UNH hopes that, by proactively communicating prevention measures on platforms students use daily, students will be encouraged to drive communal safety.
Emergency Messaging
Emergency alert messaging has always been a crucial component of UNH’s safety strategy, but in the COVID-19 era, UNH considered that this system may become necessary to quickly communicate an outbreak on campus, changing safety protocols, and new health information. In the event of an on-cam- pus emergency, UNH Campus Police issue an alert describing the emergency and safety precautions to take.
Users affiliated with the university or who have opted into the RAVE alert system will receive email and text alerts. Apogee has managed integration with digital signs so that screens around campus are also taken over with messaging for high-priority emergencies, allowing prospective students and families, visiting lecturers, vendors, and other personnel to see a public-facing alert message and be aware of any danger.
Community Building
How do you build community among students who have had to shelter-in-place? Countless research shows that students are more successful in school, more likely to be retained from year to year, more involved with campus life, and more engaged and generous as alumni if they build a community during their college experience. Their relationships built on campus “most affect graduates’ perception that their education was worth the cost” according to the Gallup-Purdue Index Report of 2015. When UNH students were suddenly sent home in Spring 2020 with no expectation of when they could return, community building became more difficult.

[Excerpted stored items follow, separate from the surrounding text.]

PR #11835, opened 2019-09-13
Fix expiring polls not being displayed as such in the WebUI

ClearlyClaire:


Gargron (changes requested):
This is very likely to run into issues when components are re-used by the renderer and passed completely different props.

ThibG:
Good point (although honestly that's not something that should happen :weary:), I'll look into that

app/javascript/mastodon/components/poll.js
```diff
@@ -32,8 +32,36 @@ class Poll extends ImmutablePureComponent {
 
   state = {
     selected: {},
+    expired: this.props.poll.get('expired') || (new Date(this.props.poll.get('expires_at'))).getTime() < this.props.intl.now(),
```
Gargron: Set this to null.

Create `_setupTimer` method. Call this method from `componentDidMount`. Call this method from `componentWillReceiveProps` if `nextProps.poll.get('expired') !== this.props.poll.get('expired')` etc.

Gargron (changes requested):

app/javascript/mastodon/components/poll.js
ThibG: Setting it to null and then changing it in `componentDidMount` would incur an useless extra render cycle for every poll.

Gargron: Well, realistically, there's no reason to store `expired` in state, for example `RelativeTimestamp` component stores *current timestamp* in the state, and then the render method takes care of calculating the difference. That's probably the cleanest approach.

ThibG: I'd say there's no reason to store the current timestamp either, tbh.
Changed it to not use the deprecated `componentWillReceiveProps` and refactor it, it's cleaner imho, and should not do useless renders. However, it will re-fire the timer each time a poll gets updated even if its expiration date does not change. This is infrequent and cheaper than a render, though.

Gargron (approved):

PR #11837, opened 2019-09-13
Increase poll option length limit to 100 chars, number of options to 5

ClearlyClaire:


Gargron:
You've pointed out that even at 25 characters the options are sometimes longer than the bar. Previously that led to one-letter ellipsis, but now it leads to line breaks and thicker bars. Increasing that to 100 characters will ensure that the problem will become widespread and the uglier multiline inconsistent-height bars will be a common occurence. As I've mentioned that looks untidy and unprofessional and we should avoid showing it when possible.

ThibG:
Would something like the following make you reconsider?
Peek 16-09-2019 12-29

Alternative design
image

Gargron:
@ThibG Could clicking on the poll open the poll in a modal?

ThibG:
@Gargron honestly that would just be worse…? The modal would display it in a way similar to the proposed solutions and it would not be more intuitive or natural in any way?

PR #11839, opened 2019-09-13
improve UX of Direct Messages column

InspectorCaracal:
This commit aims to preserve the "conversation view" intent of the current DM column while making correct attribution easier to identify, using the same UI solutions as with Boosts.

The primary icon is the author of the visible status, with the conversation composite as an overlay.

The display name is the author of the visible status, with the conversation list as a status prepend.

image

### DIFF
--- a/app/javascript/mastodon/components/avatar_composite.js
+++ b/app/javascript/mastodon/components/avatar_composite.js
@@ -6,6 +6,7 @@ import { autoPlayGif } from '../initial_state';
 export default class AvatarComposite extends React.PureComponent {
 
   static propTypes = {
+    account: ImmutablePropTypes.map.isRequired,
     accounts: ImmutablePropTypes.list.isRequired,
     animate: PropTypes.bool,
     size: PropTypes.number.isRequired,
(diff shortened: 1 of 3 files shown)


trwnh:
I think it would be better to leave the "last status" part of the conversation the same as a regular status, and instead add the "conversation" ui elements as a header.

InspectorCaracal:
> I think it would be better to leave the "last status" part of the conversation the same as a regular status, and instead add the "conversation" ui elements as a header.

It sounds like you're under the impression that I added all the conversation stuff to a normal status display, but that's not the case.

The existing UI looks like this (with the same example DMs as the original post):

image

As you can see, there is currently no visual indication of who wrote the displayed status from this view.

This PR attempts to remedy that while altering the existing concept as little as possible and using already-established UX elements. Instead of using the composite icon as the status icon, it moves it to the overlay position and includes the status author itself as the base icon. Similarly, it replaces the list of account names with the name of the person who wrote the status, and moves the list to a status prepend.

This follows the same UI concepts as a boost: the original author's name is displayed in the author name location, and the original author's icon is displayed in the base avatar location. The previous conversation-view elements are then moved to the "booster" locations, as they're the source but not the author: the composite avatar is in the overlay position, and the list of account names is in the status prepend.

Gargron:
I was planning to redesign this UI at a future point. For example, I think on single-column mode there is enough space to have side-by-side list of conversations and the actual conversation, like in an e-mail client.

I also think that me re-using the status element was a mistake entirely and most of the buttons are a waste of space. DMs need their own menu, with "Mark as read" and "Delete conversation". And there is no reason to show media attachments or link previews on that screen.

trwnh:
Honestly there's still the UX mismatch with DMs technically thread-based instead of room-based. I think the whole DM system needs an overhaul with that in mind. It's annoying to have multiple "conversations" spawned from offshoots of the same thread, and I find myself missing when direct posts would simply appear in Home.

IMO the DM "Conversation" timeline should be conceived of as a separate, room-based feature.

InspectorCaracal:
@Gargron I think a complete overhaul is a *great* idea! If that's not expected to happen before the next version update, however, I'd like to suggest this PR be merged as a stop-gap measure until then.

PR #416, opened 2020-12-17
Show group info

### LINKED ISSUE #284: figure group permissions are not obvious
Figures belong to both a user and a group.  The first is pretty obvious and when searching for existing figures, one can filter by user.  However, figure group permissions are never referred on the GUI.  Since a user can belong to multiple groups, it's not obvious to the user which group his figures are.

The problem we just had were two users that belong to different primary groups and a same secondary group.  They wanted to share figures with images from this secondary group.  Because they were not aware of group permissions for figures, some of them ended up on their primary group and so were invisible to the other user.

The GUI should make some reference to the group a figure is in.  I would guess a 'Move to group' button on the 'File' menu may also be useful.

will-moore:
Fixes #284 to show which groups each Figure is in and allow you to chgrp.

To test:

 - File > Open list now includes groups and allows you to filter by Group just the same as Owner.
 - File > Move Figure to Group... shows a chgrp dialog where you can pick a group to move to. Chgrp should be "instant" (we wait for a response instead of polling for completion) since it's not expected to take long. 
 - This dialog also shows you which group the images in the figure belong to, with links to the images. This should help to ensure you keep the images and figure in same group.

Screenshot 2020-12-17 at 12 09 52

Screenshot 2020-12-17 at 14 26 52

### DIFF
--- a/omero_figure/templates/figure/index.html
+++ b/omero_figure/templates/figure/index.html
@@ -44,11 +44,13 @@
         LIST_WEBFIGURES_URL = "{% url 'list_web_figures' %}",
         DELETE_WEBFIGURE_URL = "{% url 'delete_web_figure' %}",
         MAKE_WEBFIGURE_URL = "{% url 'make_web_figure' %}",
+        API_BASE_URL_V0 = "{% url 'api_base' '0' %}",
         ACTIVITIES_JSON_URL = "{% url 'activities_json' %}",
         WEBGATEWAYINDEX = "{% url 'webgateway' %}",
         WEBINDEX_URL = "{% url 'webindex' %}",
         ROIS_JSON_URL = "{% url 'api_rois' '0' %}",
         USER_FULL_NAME = "{{ userFullName }}",
+        USER_ID = {{ userId }},
         LENGTH_UNITS = {{ lengthUnits|safe }},
         IS_PUBLIC_USER = {% if isPublicUser %}true{% else %}false{% endif %},
         // Images larger than this are 'big' tiled images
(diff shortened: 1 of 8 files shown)


pwalczysko:
Simple workflow (first two bullet points in the description) works as described. The third bullet point seems to work too, but

https://merge-ci.openmicroscopy.org/web/figure/file/25179 seems to indicate that the figure has 3 images which belong to the same group. When the "3 images" link is clicked, in the webclient, only 2 images are selected. What am I missing in this particular case ?

pwalczysko:
It would be good to be more verbose on the message which indicates in which groups are the images. The implicit message should be made more obvious by stating something like "Note that only a user with permissions to see the images included in the figure will be able to see all the panels inside this figure". Possibly this could be shortened, but the assumption that the user will know the above is not accurrate for many users.

snoopycrimecop:
Conflicting PR. Removed from build [OMERO-plugins-push#639](https://merge-ci.openmicroscopy.org/jenkins/job/OMERO-plugins-push/639/). See the [console output](https://merge-ci.openmicroscopy.org/jenkins/job/OMERO-plugins-push/639/consoleText) for more details.
Possible conflicts:
  - PR #415 will-moore 'Handle save errors'
    - omero_figure/templates/figure/index.html
    - src/js/views/figure_view.js

--conflicts

snoopycrimecop:
Conflicting PR. Removed from build [OMERO-plugins-push#640](https://merge-ci.openmicroscopy.org/jenkins/job/OMERO-plugins-push/640/). See the [console output](https://merge-ci.openmicroscopy.org/jenkins/job/OMERO-plugins-push/640/consoleText) for more details.
Possible conflicts:
  - PR #415 will-moore 'Handle save errors'
    - src/js/views/figure_view.js

--conflicts

pwalczysko:
Not sure what changed here since last testing. 
Would still go for the more verbose mesage https://github.com/ome/omero-figure/pull/416#issuecomment-756938811
The problme described in https://github.com/ome/omero-figure/pull/416#issuecomment-756927852 is not caused by this PR - interestingly, a link to 3 images when pasted into new browser window will highlight only 2 of those images in the webclient (the 2 ones from the same dataset) and the third one is ignored (not highlighted), see https://merge-ci.openmicroscopy.org/web/webclient/?show=image-64166|image-83221|image-122915

will-moore:
@pwalczysko  Apologies, I missed your previous comments before rebase etc.
I added more info to the dialog (see below).
For the link to the images, I just wanted a light-weight way that a user could track down the images that were in the "wrong" group, expecting that to be a small number. Eg. see screenshot. I could add a separate link to every image in the figure, but how to do that without it becoming a very bloated dialog (lots of image names etc)? I guess I could use IDs as text to link to individual images? But that could still end up with 20+ links, all to images in the same group you I don't need to find anyway. Or allow user to expand a section of the dialog, but that just takes more time, coding and testing.

Screenshot 2021-01-25 at 13 00 09

dominikl:
Looks good to me 👍 I think too, that it's better not to overload the dialog.

pwalczysko:
> I think too, that it's better not to overload the dialog.

Yes, this is fine imho, the point is not to put all the links into the dialog, but rather, to explain the concept of the Figure in Group and Images in (another) Group. I think the present state is sufficient.

jburel:
Merging so we can move forward with #421

PR #417, opened 2020-12-17
Jquery included

will-moore:
This PR updates OMERO.figure to host jquery.js, jquery-ui.js and jquery-ui.css instead of loading them from `omero-web` since they are all updated in https://github.com/ome/omero-web/pull/180 and `bootstrap 3.0.0` is not compatible with latest `jquery`. We load the exact same versions of jquery and jquery-ui, so there shouldn't be any issues. However, I haven't included all the jquery-ui.css since most of it shouldn't be needed.

According to https://github.com/twbs/bootstrap/issues/16834#issuecomment-251996660 "Bootstrap 3.3.7 now supports jQuery 3+." but this would require a lot of upgrade work on bootstrap in OMERO.figure, so this is a shorter-term fix to allow `omero-web` to upgrade jquery.

To test:
 - App should still be working. No JavaScript issues expected - same libraries are loaded.
 - No css issues (e.g. with jQuery UI components such as sliders or tabs)


will-moore:
This has been in the merge-ci deployment for a while, with no issues noticed.
Now excluding https://github.com/ome/omero-web/pull/180, to verify that OMERO.figure with this PR can be released independently of the `omero-web` jQuery update....

will-moore:
I think that figure should permanently host its own copy of jquery, just as it does with all other dependencies.
This is really the ending of the "exceptional" behaviour of sharing jquery with `omero-web`.
This behaviour hasn't been documented before since it's really internal behaviour and doesn't affect users or even developers.
 And now that is ending, so I don't think it will be of much interest to document?

jburel:
I agree that being "web independent" is preferable.
We should, at least, create an issue indicating that an upgrade of jquery is required for figure since as mentioned in the description `` this is a shorter-term fix...``

will-moore:
Issue created at https://github.com/ome/omero-figure/issues/423

PR #421, opened 2021-01-26
Handle save errors2

will-moore:
This is a follow-up to #415. cc @jburel 

NB: this is on top of #416 (needed the new code from that PR), so that should be merged first.

To test:
 - When a figure is recovered, the figure is cleared from local storage
 - We use 'sessionStorage' for recovering figures. This is cleared when you quit the browser
 - Figure is saved in a per-user storage.

### DIFF
--- a/omero_figure/templates/figure/index.html
+++ b/omero_figure/templates/figure/index.html
@@ -57,7 +57,7 @@
         // Images larger than this are 'big' tiled images
         MAX_PLANE_SIZE = "{{ maxPlaneSize }}";
 
-    var LOCAL_STORAGE_RECOVERED_FIGURE = "recoveredFigure";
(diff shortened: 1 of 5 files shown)


jburel:
@will-moore could you sort this one so it is easier to review without the commits from #416?

will-moore:
Rebased and pushed...

jburel:
Test 1:
-----
* Logged as user-1, opened a figure and made a change
* Disconnect
* Logged as user-2, go back to the figure tab and click Save
* Message indicating that an error occurred and that the figure is the local storage popped up
* Login page popped up, entered the credentials of user-2. 
* No figure displayed as expected

jburel:
The workflow using the same user works as expected

jburel:
Local storage is cleared when the browser is closed.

Apogee worked with UNH to virtually connect students across social media platforms and through competitions with peers. In one instance, Apogee’s Student Ambassador collaborated with the CatPack Captains, a group of students driven to build spirit for UNH Athletics, to create a “UNH Spirit” contest during Summer 2020 in which students posted their spirit photos on a landing page and then campaigned for votes from friends.
Students posted videos from hockey games, shots wearing UNH gear, confetti-filled Instagram photos, and more using the hashtag #UNHSpirit. One day into the three week-long competition, the two top photos had over 1,100 votes!
“Apogee has been very flexible and helpful throughout our entire interaction with them,” said Troy LaPolice, UNH CatPack Captain, Class of 2021. They gave us the freedom to personalize the contest and make it a success; and best of all, they’ve been pleasant and easy to work with throughout the process.”
Once the fall semester begins, Apogee will support UNH to create more community-building projects geared toward specific student demographics, including virtual students and new students. Apogee’s managed service offerings have allowed UNH to focus on strategic details including messaging to students and campus safety, while Apogee has provided campaign ideas, web infrastructure, content curation, and reporting for the virtual events.
As campus staff are stretched into new and unfamiliar roles, industry partnerships are becoming more important and necessary in helping schools succeed in a brave new world.